▶ _Exercise brief_:
Filter the listing below down to the lines with the word "root" and copy those.

▶ _Supplied data_:
- - - -
PR #1470, opened 2026-06-10
Add maturity_sweep advisory CI check (structural brittleness triage)

canfieldjuan:
Plan: plans/PR-Maturity-Sweep-Advisory-CI.md
Slice phase: workflow/process

Adds `maturity_sweep` to CI as an **advisory, non-blocking** check: it ranks content-ops files by structural-fragility signals (untested modules, happy-path-only tests, swallowed exceptions, unguarded input) and prints a worst-first agenda for an adversarial pass. It systematizes the triage step the lane's review already relies on.

It is **not** a production-hardening gate. It catches *structural* brittleness only; semantic/contract/logic bugs (over-broad matchers, fail-open fields, asymmetric token handling -- the actual recent BLOCKERs) stay with adversarial review + the live AI-reconciliation gate. The workflow banner says this in plain text so a green sweep is never misread as "hardened."

## Intentional
- Advisory, not gating (operator decision): no `--min-score` + `continue-on-error`. Avoids false-positive blocking (legit `except: return` guards, safe `x[0]`) and the green-sweep-equals-hardened misread.
- Scoped to `extracted_content_pipeline` (the active lane), not repo-wide -- a repo-root scan hits ~53k vendored `.py` and is too slow/noisy for CI.
- Added `--tests-root` so tests are indexed from `/tests` (which lives outside the lane); without it every tested file was a false `NO_TEST`.
- Tool is operator-provided, committed near-verbatim; stdlib-only, so no dependency install in CI.

## Deferred
- Tighten the per-module test-file match for the `test_extracted_<module>` prefix (so `HAPPY_PATH_TESTS`/`NO_RAISES_TESTS` fire; `NO_TEST_FILE` is already correct via the mentioned-anywhere fallback).
- Broaden scope beyond `extracted_content_pipeline`; promote to a regression-gate (fail only on a changed file's score increase) once a baseline exists; reduce `SWALLOWED_EXCEPT` false positives.

## Parked hardening
- None.

## Verification
- `python scripts/maturity_sweep.py extracted_content_pipeline --tests-root tests --top 25` runs ~8s, exit 0, prints the agenda.
- Tested deflection files no longer show a false `NO_TEST_FILE` (`faq_deflection_report`, `support_ticket_input_package`).
- `bash scripts/check_ascii_python.sh` passes; workflow YAML parses; `--min-score` gate hook intact for future promotion.

## Diff size
[...]

PR #1466, opened 2026-06-10
Deflection proven-answer gate

canfieldjuan:
Plan: plans/PR-Deflection-Proven-Answer-Gate.md
Slice phase: Production hardening

#1456 is a P0 launch-readiness issue: paid deflection reports trusted any non-empty `resolution_text` as proven answer evidence. This hardens the gate so closure boilerplate, disposition-only agent updates, and narrow internal-note patterns cannot become `resolution_evidence`, customer-facing steps, or paid answer copy.

The gate is **reject-known-bad + structural instruction-shape** (operator Option 1), not membership in enumerated action-term/topic lists -- four rounds of list-widening still over-rejected real answers. Round 7 adds two structural reject classes surfaced by running the gate over real support replies (not just hand-written probes).

Diff budget note: this is over the 400 LOC soft cap because the gate, verb normalization, disposition-only note filter, structural instruction-shape, and failure-first fixtures need to land together.

## Intentional
- Deterministic gate only; no LLM/Ollama/local model dependency.
- The internal-note matcher stays narrow: concrete tier escalation / numbered policy / internal-note patterns are rejected, but generic words such as "policy" are not rejected by themselves.
- The disposition-only guard is constrained to weak action-token sets plus customer-update/reply wording, so concrete step-wise account fixes and concrete return-flow portal instructions still pass.
- Topic alignment is deliberately NOT a gate (Option 1): the action-term and topic-equivalence maps are kept and computed as advisory signals (`_resolution_advisory_signals`) for a future confidence surface, but an off-topic yet genuine instruction publishes. The honesty floor is the reject filters, not membership.
- Round 7 -- two structural per-sentence disqualifiers, both surfaced by running the gate over real support replies (400 Twitter brand replies + 400 Ubuntu QA responses):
- - - -
▶ _Task output_:
- Scoped to `extracted_content_pipeline` (the active lane), not repo-wide -- a repo-root scan hits ~53k vendored `.py` and is too slow/noisy for CI.
- Added `--tests-root` so tests are indexed from `/tests` (which lives outside the lane); without it every tested file was a false `NO_TEST`.
- `python scripts/maturity_sweep.py extracted_content_pipeline --tests-root tests --top 25` runs ~8s, exit 0, prints the agenda.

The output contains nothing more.